Semilir angin sekaligus alunan musik yang keluar dari ponselnya benar-benar mendukung perasaannya saat ini. Dia berdiri dari duduknya. Membuang putung rokok dari sela jemari, kemudian berjalan menuju pinggiran rooftop.

"In other words, Hold my hand," ucap Darel mengikuti alunan lagu dari ponselnya. "In other words, Darling, kiss me," lanjut Darel sembari mencolek dagu Attala saat melewatinya.

"Eh, lo apaan sih, De!" Attala mengusap-usap dagu bekas colekan Darel.

"Kayaknya ada yang nggak beres sama otak Darel," sahut Damar disertai kepulan asap keluar dari mulutnya. 

"Yep. Sejak kapan juga dia suka lagu menye-menye gitu."

"Sejak denger bidadari surga nyanyiin lagu itu."

Kemarin secara tidak sengaja Darel mendengar Dira menggumamkan lagu itu saat melewatinya turun dari tangga—hendak pulang.

"Shit! Bidadari, Mar!" cibir Attala seraya memukul kepala Damar.
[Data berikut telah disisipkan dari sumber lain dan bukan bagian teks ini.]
Issue #1982, opened 2026-04-24
V2 duplicate replies after pairing a second channel


bromleymindfulness:
**Env:** NanoClaw v2, fresh install via `bash nanoclaw.sh`, Ubuntu/Hetzner. Setup sequence: OneCLI → service → cli-agent ("Terminal Agent") → telegram pair + install-first-agent ("BMSandbox1").

**Symptom:** After completing Telegram channel setup, every message the user sends to the Telegram bot receives **two** replies. Replies have distinct content (two independent Claude invocations), so it's not a delivery retry. Both agent containers spawn and both produce outbound rows in their per-session outbound.db.

**Root cause:** The pairing flow (14:59:30 in our logs) auto-wired the *pre-existing* Terminal Agent to the newly-paired Telegram messaging group, because Terminal Agent was the only agent registered at that moment. Then `scripts/init-first-agent.ts` (15:03:37, ~14 minutes later) added BMSandbox1 to the same messaging group — but did **not** deregister Terminal Agent. The `messaging_group_agents` junction table now has two rows for the same messaging group, both with `engage_pattern: "."` (catch-all), so every inbound fans out to both agent groups.

**Evidence — junction table after setup (before manual fix):**

```
mga-...ueot0i | Terminal Agent | Local CLI    | 14:45:09  (ok)
mga-...b4ylqa | Terminal Agent | Telegram DM  | 14:59:30  (spurious)
mga-...k2s78i | BMSandbox1     | Telegram DM  | 15:03:37  (ok)
```

**Outbound DB evidence** (two distinct replies per inbound, content differs):

- `ag-...srx2gh/outbound.db` (Terminal Agent): *"Hey Robert! I'm **Terminal Agent**…"*
- `ag-...s18wdm/outbound.db` (BMSandbox1): *"Hey Robert! I'm **BMSandbox1**…"*

Both rows created within ~50ms of each other in response to the same inbound.

**Cost impact:** Sandbox was paying 2× API cost on every Telegram turn — two full agent invocations, two container spawns. Worse for longer conversations because the second agent is also accumulating context.

**Workaround:** `DELETE FROM messaging_group_agents WHERE id = '<spurious-row-id>';` in `data/v2.db`. Takes effect on the next message.

**Suggested fix:** One of:
1. **Preferred** — don't auto-wire any agents in the pairing flow. Leave the new messaging group unassigned until `init-first-agent --channel <x>` runs, which is the step that definitionally knows which agent owns that channel.
[...]

Issue #1959, opened 2026-04-23
Bug: Discord replies are delivered based on container init rather than message source [v2]


pwinnski:
When using Discord in a channel, agent replies are not sent where they should be, but based on how the container was spawned.

Spawn a container with an @-mention, and a thread is created. ALL messages from the agent end up in that thread for as long as the container lives, even in response to messages from the channel or a different thread.
Spawn a container without an @-mention, so no thread is created. ALL messages from the agent end up in the channel and *not* in a thread, even if you later use an @-mention to automatically create a thread, or send messages from an existing thread. 

*Steps to Reproduce:*
1. Invite an agent to a Discord channel and approve it. (Note: channel has `is_group=0`; not sure if relevant)
2. Use an @-mention of your bot user to spawn a new container, note the thread and initial response there.
3. Send messages to your bot user from the channel outside the thread, note that the response shows up in the thread from step 2.
4. Use another @-mention to create a new thread, note that the response still shows up in the thread from step 2.

It seems like `session-manager.ts` writes a new `sessions` row with `thread_id` (an id or `null`) on the first message, and in `messaging_group_agents`, sets `session_mode` to either `per-thread` if there's an @-mention, or `shared` if not. And that's it, no updates as long as that container lives. The same `session-manager.ts` sends the `thread_id` into the container on every wake, NOT based on the source of the message, but on what's in the `sessions` row. And that `sessions.thread_id` is what's used. `session-routing.ts` doesn't check the incoming message's `thread_id` at all .

It seems like the best fix is probably to `container/agent-runner/src/mcp-tools/core.ts` so that `resolveRouting()` checks the `messages_in.thread_id` values. Which is what I will attempt next.

mararn1618:
Confirming that threads on Discord are broken.

Issue #1902, opened 2026-04-21
Replies can leak from WeChat to Telegram when both channels share one agent group


ythx-101:
## Summary
When WeChat and Telegram are attached to the same agent group in `v2`, replies can leak across channels.

In the tested setup, the first WeChat reply went back to WeChat, but subsequent replies were emitted to Telegram because the shared agent group already had a Telegram destination / cron traffic associated with it.

This makes cross-channel reuse of the same agent group unsafe for user-facing messaging.

## Tested against
- Repo: `gabi-simons/nanoclaw`
- Branch / context: `v2`
- WeChat feature commit: `03c0b34dbe7217c34c66f97c1025caf5f77d226c`
- Test date: 2026-04-21 / 2026-04-22
- Environment: macOS local install, existing NanoClaw v2 deployment

## Reproduction
1. Start from an existing `v2` install where one agent group is already in use on Telegram.
2. Add WeChat support and wire the WeChat DM to that same existing agent group.
3. Send a simple message in WeChat.
4. Continue the conversation while that agent group still has Telegram destinations / scheduled traffic.

## Observed behavior
- The WeChat inbound message is routed into the expected session.
- The first reply may go back to WeChat.
- But later replies show up in Telegram instead of WeChat.

In the tested session DB, `session_routing` still pointed at WeChat correctly, but the agent group also had a Telegram destination available, and the running workflow/session mixed outputs across channels.

Practically, the conversation was no longer isolated to the originating WeChat DM.

## Expected behavior
A reply to a WeChat conversation should remain scoped to that WeChat conversation unless the agent explicitly performs a deliberate cross-channel send.

Sharing an agent group across channels should not cause accidental response leakage.

## Why this matters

"Asem, gue bakar tangan lo ya!" ancam Damar dengan menjulurkan ujung rokok yang masih membara ke arah Attala, yang dengan cekatan memundurkan diri.

"Geli gue lama-lama sama dia."

"Sama. Sekalinya jatuh cinta lebaynya minta ampun."

Darel tidak mempedulikan mereka berdua. Dia berdiri di pinggir rooftop sambil mengamati lapangan bawah. Terlihat banyak siswa yang berlalu-lalang. Jalanan depan Senandika juga tampak lebih lenggang dari biasanya.

"Gue mau beraksi."

"Emang ada target baru? Yuk lah. Butuh banyak duit ini."

"Yee.. butuh duit mah kerja, Mar. Pake malak."

"Sok suci lo, Ta."

Selanjutnya hanya terdengar gelak tawa mereka yang menggelegar. Saling melempar cibiran, hingga suara Darel membuat mereka menoleh.

"Gue mau deketin Indira."

"Serius?!"

Darel membalikkan badan. "Sejak kapan gue doyan becanda?"

"Sejak kapan lo doyan serius kali, De."

"Gue simpan buat Indira seriusnya."

"Bocen!" teriak Attala dan Damar bersamaan.

Darel menghampiri mereka berdua. Duduk menghadap Attala.

"Ceritain soal Dira."

"Ya gue nggak tau lah, De. Kalau soal Rena mah gue tau."

"Ngapain juga Darel nanyain pacar lo, bege!" sela Damar.

"Ya lagian ada-ada aja. Nanyain cewek lain ke gue. Bisa digeplak Rena yang ada."

"Nggak usah sok setia," tandas Damar.

Attala cengengesan mendengar itu. Sedangkan Darel menghembuskan nafas sembari memandang langit Jakarta yang sedang panas. Cuaca tidak menentu akhir-akhir ini. Kadang hujan kadang terang. Kadang panas kadang sejuk. Kadang galau kadang senang. Kadang mikirin doi padahal doinya nggak peduli. Eh,

"Tapi Dira cakep sih, De. Kalem anaknya. Cuma agak labil," sambung Attala.

"Labilnya gimana?"

"Ya sikapnya itu nggak nentu. Kadang ramah, kadang diem, kadang jutek. Moody-an gitu lah."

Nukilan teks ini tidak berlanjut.